I'll be interested to hear why epoll and kqueue are so very different. Strikes me that both are quite similar: you attach waitobject-specific events to fds, and then wait on the waitobject until one of the events occurs. Much like one another, and not much like select/poll!
And seems like both are quite different from IOCP too... kqueue_qos aside, you get the readiness state(s) and then do the operation(s) that look likely to be possible. So from this viewpoint epoll/kqueue/poll/select are actually basically the same - in contrast to the IOCP approach of doing the operation and then getting a notification when it completes. kqueue/epoll vs select/poll then looks like a more efficient way of doing the same stuff (with improvements - e.g., because the OS has more information to hand in the kqueue/epoll case it probably has more opportunity to minimize multiple wakeups, etc.).
kqueue allows for batch updates on fds that are being polled for readiness. In addition, it has less hacky support for non-socket files such as timers, events, signals, and disk IO. Setup for all of these on epoll requires extra unique syscalls. I'm not sure I've even ever seen someone use epoll for disk IO (via AIO). Overalls, kqueue just seems like a more cohesive, unified async solution.

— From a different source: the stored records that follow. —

PR #4001, opened 2024-07-17
Time award table

rpiaggio:
image


model/shared/src/main/scala/explore/model/allocations.scala
```diff
@@ -0,0 +1,47 @@
...
+import lucuma.core.enums.ScienceBand
+import lucuma.core.util.NewType
+import lucuma.core.util.TimeSpan
+import lucuma.odb.json.time.decoder.given
+import monocle.Focus
+import monocle.Lens
+
+import scala.collection.immutable.SortedMap
+
+case class Allocation(partner: Partner, scienceBand: ScienceBand, duration: TimeSpan) derives Eq
```
cquiroz, line 21: Should this be in core?

cquiroz (approved):
LGTM

model/shared/src/main/scala/explore/model/allocations.scala
rpiaggio: I'm not sure. Will it be used from somewhere else? We also have some model ADTs in schemas.

PR #4013, opened 2024-07-19
Reinstate floatinguUI styles

rpiaggio:
In a previous PR I had removed these styles but it was a mistake since they are still widely used.


cquiroz (approved):
LGTM

PR #4017, opened 2024-07-22
Show the submission deadline for a proposal

cquiroz:


common/src/main/webapp/sass/explore.scss
```diff
@@ -3011,6 +3011,19 @@ div.spectroscopy-table-emptymessage {
...
   }
 
+  .explore-proposal-submission-line {
+    display: flex;
+    align-items: center;
+  }
+
+  .explore-proposal-deadline {
+    .p-inline-message-text {
+      /* stylelint-disable-next-line csstools/value-no-unknown-custom-properties */
```
rpiaggio, line 3021: Why is this directive necessary?

explore/src/main/scala/explore/proposal/ProposalEditor.scala
```diff
@@ -611,6 +613,25 @@ object ProposalEditor:
             else
               ps.set(cfpPartners.map(p => PartnerSplit(p, 0.refined)))
           )
+      // Update the deadline when the call or partner splits change
+      .useEffectWithDepsBy((props, _, cfps, _, _, splits) =>
+        (props.proposal.get.callId, cfps.toOption.orEmpty, splits.get)
+      ): (props, _, _, _, _, ps) =>
+        (callId, cfps, splits) =>
+          callId.fold(Callback.empty)(cid =>
```
rpiaggio, line 621: Doesn't `foldMap` work with `Callback`? Otherwise `.map(..).getOrEmpty` should work.

rpiaggio (approved):
LGTM

common/src/main/webapp/sass/explore.scss
cquiroz: because of the variable, at least I got an error with stylelint locally

explore/src/main/scala/explore/proposal/ProposalEditor.scala
cquiroz: Good question, I'll check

IOCP is the sensible way to do it. Unix, for a system where supposedly everything is a file, has a lot of very specific behaviors for "special" kinds of files. In contrast IOCP lets you treat all async operations from timers to sockets to disk the same way and the thread pool does a decent job of scaling too.
I've used both programming models, and I find "can I read/write this fd" much more intuitive and versatile than "try to do it and let me know when actually done". In particular, you can use many different models to distribute and parallelize work with poll/epoll.
Also, poll/epoll get even more versatile with current Linux systems, which take "everything is a file" much further with signalfd, timerfd, and eventfd.
The problem with IOCP is that it is more memory intensive as all memory for outstanding operations must be pre-allocated. With the readiness model, you can use pools of memory instead for dramatically less overall memory usage. There is a hack to use 1B reads with IOCP to get around this, but it doesn't feel very clean.
And seems like both are quite different from IOCP too... kqueue_qos aside, you get the readiness state(s) and then do the operation(s) that look likely to be possible. So from this viewpoint epoll/kqueue/poll/select are actually basically the same - in contrast to the IOCP approach of doing the operation and then getting a notification when it completes. kqueue/epoll vs select/poll then looks like a more efficient way of doing the same stuff (with improvements - e.g., because the OS has more information to hand in the kqueue/epoll case it probably has more opportunity to minimize multiple wakeups, etc.).